The news came as residents of the Southland scrambled to unpack the latest restriction, which will take effect June 1 and apply to areas that depend on water from the State Water Project. The MWD’s board has never before taken such a step, but officials said it became an inevitability after California’s driest ever January, February and March left snowpacks shrunken and reservoirs drained.
The first three months of the year are typically the heart of the state’s wet season. As a result of the dry start to the year, state water officials in March slashed the project’s expected deliveries from an already low 15% to 5%.
“That was really when we said, wow, this is a condition that is different than anything we’ve ever seen and even contemplated,” MWD chief operating officer Deven Upadhyay said. “The drop from the 15% to the 5% really forced things.”
MWD officials said it would fall to their individual member agencies — including the largest agency, the Los Angeles Department of Water and Power — to determine how to implement the restrictions. Those who don’t will be slapped with a penalty of up to $2,000 per acre-foot of excess water used.

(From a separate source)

PR #2260, opened 2023-01-31
feat: require all woo plugins for RAS

dkoo:
### All Submissions:

Separates out the plugin requirements check from options-based RAS settings, and requires all WooCommerce plugins and extensions for RAS.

New Southern California drought rules limit outdoor watering to once a week in some areas. Here’s what you need to know.
They are hoping it will be enough, but acknowledged that after months of inaction marked by backsliding conservation efforts, almost nothing is off the table.
“We’ve done pretty much everything that we can to alleviate the immediate crisis, and now we need the public’s help,” Hagekhalil said.
In order to avoid a worst-case scenario come September, agencies and users will have to significantly step up their efforts to conserve and reduce water consumption by 35%, particularly during the hot, dry months of summer, he said.
The average person in Southern California uses about 125 gallons of water per day, but the number needs to be closer to 80 gallons per person per day to reach conservation goals.
“That is the tough reality we all face, so we have an option: Can we work together to stretch the water we have, to last us for the entire year, or have to take drastic actions in September?” Hagekhalil said.
Areas affected by the new order include northwestern Los Angeles and Ventura counties, parts of the San Gabriel Valley and parts of the Inland Empire. The MWD imports water from the State Water Project and the Colorado River, and serves 26 public water agencies across six counties that supply 19 million people, about half the state’s population.
“This is a crisis. This is unprecedented. We have never done anything like this before,” Hagekhalil said. “And because we haven’t seen this situation happen like this before, we don’t have enough water to meet normal demands for the 6 million people living in the State Water Project-dependent areas.”
California’s drought, now in its third year, has become the driest on record and has been intensified by hotter temperatures unleashed by climate change. With the state’s major reservoirs at low levels, the MWD has been left without enough water in parts of Southern California.
The district’s staff wrote that the measures are intended to conserve water supplies and “ensure that near-term human health and safety needs can be met.”